(Beginning of Available data)

PR #9089, opened 2024-06-21
Don't override explicitly set configuration with env variables

### LINKED ISSUE #4284: Environment variable for Broker URL is prioritized over app settings

soceanainn:

## Description

Fixes #4284.

To give a concrete example where this is causing issues:

1. My organisation runs a large Python monolithic backend with many Celery apps/workers (which currently all sharing a single RabbitMQ broker).
2. We recently started work to split our most critical use cases into separate isolated Rabbit MQ brokers for better isolation.
3. We came across this issue because setting specific broker URLs for specific Celery apps in our code base isn't working.  Our backend is sending everything to the value configured in `CELERY_BROKER_URL` env variable, instead of the specific value configured for the Celery app.

I believe that this behaviour is extremely surprising for developers (that explicitly defined settings are being overwritten by env variables).


celery/app/utils.py
```diff
@@ -84,31 +84,31 @@ def __init__(self, *args, deprecated_settings=None, **kwargs):
...
             self.broker_url
         )
 
     @property
     def broker_write_url(self):
         return (
-            os.environ.get('CELERY_BROKER_WRITE_URL') or
             self.get('broker_write_url') or
+            os.environ.get('CELERY_BROKER_WRITE_URL') or
             self.broker_url
```
soceanainn, line 97: This behaviour for `broker_read_url` / `broker_write_url` may be surprising, as I think it's less clear cut whether an explicitly defined `broker_url` should be used ahead of specific env vars for read/write URLs.

In this case, I think that env vars for read/write URLs are probably more specific than explicit setting for `broker_url`, so I set the priority accordingly. 

Happy to adjust if necessary

soceanainn:
@auvipy tagging you here as you had volunteered to review any contributions to the original issue (although I understand that was 18 months ago)

auvipy:
All the tests are failing. Can you check?

SebastianDix:
So it seems that test_custom_remote_command[control-custom_cmd0] FAILED

and then it continued running test_custom_remote_command[control-custom_cmd1] until the 30 minute timeout

celery/app/utils.py
SebastianDix: @soceanainn Thank you for your contribution. 

I think this might however break a lot of Django projects with stray environment variables, so this should be announced in some change log I think, not sure if it needs to be part of this PR.

And also we should make this super explicit in the docs.

soceanainn:
Okay I see the issue in tests now:
1. Celery CLI is actually configured by explicitly setting these env variables: https://github.com/celery/celery/blob/1aff856ea37a477639ef2c8883f121d6670f72e0/celery/bin/celery.py#L152-L162
2. This is causing issues in tests due to my change, since we pass `broker` [CLI option in the test](https://github.com/celery/celery/blob/582e169b9d1750fd416cfa94ecfd26f43568f7b2/t/unit/bin/test_control.py), but it's using an explicitly configured AMQP broker_url from [t.integration.test_worker_config](https://github.com/celery/celery/blob/main/t/integration/test_worker_config.py) when defining the [test app](https://github.com/celery/celery/blob/main/t/unit/bin/proj/app_with_custom_cmds.py):

auvipy (changes requested):
would you mind adding new tests for the proposed changes? My understanding so far is that you are trying to change the precedence mostly?

Nusnus:
@thedrow can you give this a look please?

t/unit/bin/test_control.py
```diff
@@ -12,14 +10,6 @@
 _INSPECT_OPTIONS = ['--timeout', '0']  # Avoid waiting for the zero workers to reply
 
 
-@pytest.fixture(autouse=True)
```
auvipy, line 15: why removing this test? and why no new one?

auvipy (changes requested):

auvipy (changes requested):
can't add / consider this without additional tests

(End of Available data)

Output each entry once again, exactly as shown above.

Answer to this task -
PR #9089, opened 2024-06-21
Don't override explicitly set configuration with env variables

### LINKED ISSUE #4284: Environment variable for Broker URL is prioritized over app settings

soceanainn:

## Description

Fixes #4284.

To give a concrete example where this is causing issues:

1. My organisation runs a large Python monolithic backend with many Celery apps/workers (which currently all sharing a single RabbitMQ broker).
2. We recently started work to split our most critical use cases into separate isolated Rabbit MQ brokers for better isolation.
3. We came across this issue because setting specific broker URLs for specific Celery apps in our code base isn't working.  Our backend is sending everything to the value configured in `CELERY_BROKER_URL` env variable, instead of the specific value configured for the Celery app.

I believe that this behaviour is extremely surprising for developers (that explicitly defined settings are being overwritten by env variables).


celery/app/utils.py
```diff
@@ -84,31 +84,31 @@ def __init__(self, *args, deprecated_settings=None, **kwargs):
...
             self.broker_url
         )
 
     @property
     def broker_write_url(self):
         return (
-            os.environ.get('CELERY_BROKER_WRITE_URL') or
             self.get('broker_write_url') or
+            os.environ.get('CELERY_BROKER_WRITE_URL') or
             self.broker_url
```
soceanainn, line 97: This behaviour for `broker_read_url` / `broker_write_url` may be surprising, as I think it's less clear cut whether an explicitly defined `broker_url` should be used ahead of specific env vars for read/write URLs.

In this case, I think that env vars for read/write URLs are probably more specific than explicit setting for `broker_url`, so I set the priority accordingly. 

Happy to adjust if necessary

soceanainn:
@auvipy tagging you here as you had volunteered to review any contributions to the original issue (although I understand that was 18 months ago)

auvipy:
All the tests are failing. Can you check?

SebastianDix:
So it seems that test_custom_remote_command[control-custom_cmd0] FAILED

and then it continued running test_custom_remote_command[control-custom_cmd1] until the 30 minute timeout

celery/app/utils.py
SebastianDix: @soceanainn Thank you for your contribution. 

I think this might however break a lot of Django projects with stray environment variables, so this should be announced in some change log I think, not sure if it needs to be part of this PR.

And also we should make this super explicit in the docs.

soceanainn:
Okay I see the issue in tests now:
1. Celery CLI is actually configured by explicitly setting these env variables: https://github.com/celery/celery/blob/1aff856ea37a477639ef2c8883f121d6670f72e0/celery/bin/celery.py#L152-L162
2. This is causing issues in tests due to my change, since we pass `broker` [CLI option in the test](https://github.com/celery/celery/blob/582e169b9d1750fd416cfa94ecfd26f43568f7b2/t/unit/bin/test_control.py), but it's using an explicitly configured AMQP broker_url from [t.integration.test_worker_config](https://github.com/celery/celery/blob/main/t/integration/test_worker_config.py) when defining the [test app](https://github.com/celery/celery/blob/main/t/unit/bin/proj/app_with_custom_cmds.py):

auvipy (changes requested):
would you mind adding new tests for the proposed changes? My understanding so far is that you are trying to change the precedence mostly?

Nusnus:
@thedrow can you give this a look please?

t/unit/bin/test_control.py
```diff
@@ -12,14 +10,6 @@
 _INSPECT_OPTIONS = ['--timeout', '0']  # Avoid waiting for the zero workers to reply
 
 
-@pytest.fixture(autouse=True)
```
auvipy, line 15: why removing this test? and why no new one?

auvipy (changes requested):

auvipy (changes requested):
can't add / consider this without additional tests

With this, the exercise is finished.